Secure and Efficient Outsourcing of Large-Scale Overdetermined Systems of Linear Equations

We address overdetermined systems of linear equations, where the number of unknowns is smaller than the number of equations so that only approximate solutions exist instead of exact solutions. Such systems are prevalent in many areas of science and engineering, and finding the optimal solutions is mathematically known as the linear least squares (LLS) problem. Real-world overdetermined systems are often large-scale and computationally expensive to solve. Consequently, we are interested in connecting the LLS problem with cloud computing, where a resource-constrained client outsources the problem to a powerful but untrusted cloud. Among several security considerations is that the input of and solution to the LLS problem usually contain the client's private information, which necessitates privacy-preserving outsourcing.
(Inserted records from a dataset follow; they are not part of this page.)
PR #128, opened 2017-08-16
Fix runtime warning of log

harrisong:
Fixes the scenario when an invalid value is put in log

`/usr/local/lib/python3.5/site-packages/lifetimes/estimation.py:645: RuntimeWarning: invalid value encountered in log
  A_4 = log(a) - log(b + freq - 1) - (r + freq) * log(rec + alpha)`

PR #206, opened 2018-09-15
Fix/invalid log conditional expectation

harrisong:
This PR removes `exp` after applying `log` (revert those lines to the [previous commit](https://github.com/CamDavidsonPilon/lifetimes/pull/113/files/784f55c6873f530b20744d2093433c28868d30f4#diff-3810f074613cf8b640b39ed950d552f5L680)), as mathematically they are the same.

However, production environment tells us that there are cases when the fitted `r`, `alpha`, `a`, `b` can produce a negative `hyp_term`. As a result, passing that into the `log` function will return invalid results.


harrisong:
@AdriMarteau will be great to know if there were any reasons that the patch was created! Any help is appreciated!

tests/test_estimation.py
```diff
@@ -384,6 +384,17 @@ def test_conditional_expectation_returns_same_value_as_Hardie_excel_sheet(self,
         actual = bfg.conditional_expected_number_of_purchases_up_to_time(t, x, t_x, T)
         assert abs(expected - actual) < 0.001
 
+    def test_conditional_expectation_with_invalid_fitted_params(self, cdnow_customers):
+        bfg = estimation.BetaGeoFitter()
+        bfg.params_ = OrderedDict([('r', 0.5458741247391189), ('alpha', 13.409316394557274), ('a', 0.0009994943799344323), ('b', 0.03899022143378801)])
```
CamDavidsonPilon: which part is invalid, to be clear?

CamDavidsonPilon:
Thanks for the contribution @harrisong - I was just about to pick up your other PR #128 :) 
(which I'll still do now)

tests/test_estimation.py
harrisong: Looks like the naming is not clear enough. This combination of params can cause a negative `hyp2f1_term`

tests/test_estimation.py
```diff
@@ -384,6 +383,28 @@ def test_conditional_expectation_returns_same_value_as_Hardie_excel_sheet(self,
...
+        t = 180
+        x = 0
+        t_x = 0
+        T = 5
+        expected = 5.212
+        actual = bfg.conditional_expected_number_of_purchases_up_to_time(t, x, t_x, T)
+        assert abs(expected - actual) < 0.001
+
+    def test_conditional_expectation_overflow_error_with_high_frequency(self, cdnow_customers):
```
CamDavidsonPilon: this test is failing in CI: https://travis-ci.org/CamDavidsonPilon/lifetimes/jobs/429049394#L705

does it pass locally?

harrisong: Yes, @CamDavidsonPilon, thanks for notifying! So essentially I realised this patch will not pass when the frequency has some high values as the`hyp2f1_term` becomes `inf`. In the original patch, the `log` trick does solve the issue, but won't accept a negative `hyp2f1_term`. So now I am stuck in this predicament. 

Any ideas how we can solve both of these problems?

harrisong: Looks like `mpmath.hyp2f1` fixes the overflow issue encountered when using `scipy.specia.hyp2f1`... Interesting....

CamDavidsonPilon (commented):
one idea could be to keep the original code, as it handles your new edge case well, but also include something like:
```python
hyp_term = hyp2f1(_a, _b, _c, _z)
hyp_term_min = hyp_term.min()
hyp_term -= hyp_term_min #  (all values are atleast 0 - may need to add a small epsilon too)
...
...

second_term = (1 - (hyp_term_min + exp(ln_hyp_term))*exp((r + x) *
                            np.log((alpha + T) / (alpha + t + T))))
# I may have messed the above brackets up a bit 
```

This also has the effect of making *all* computations a bit more stable (since values are a bit closer to 0, even in the "expected case).

Thoughts?

harrisong:
That seems to be a reasonable approach, and seems to pass the `test_conditional_expectation_with_negative_hyp2f1_term` case well.

I am wondering how it can work with the `ln_hyp_term_alt` term too.

psygo:
Any progress with this *PR*?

In this paper, we present a construction called Sells, which employs a mathematical method called QR decomposition to solve the above problem, in a masked yet verifiable manner. One advantage of adopting QR decomposition is that in certain circumstances, solving a batch of LLS problems only requires fully executing Sells once, where certain intermediate result can be reused and the overall efficiency is greatly improved. Theoretical analysis shows that our proposal is verifiable, recoverable, and privacy-preserving. Experiments demonstrate that a client can benefit from the scheme not only reduced computation cost but also accelerated problem solving.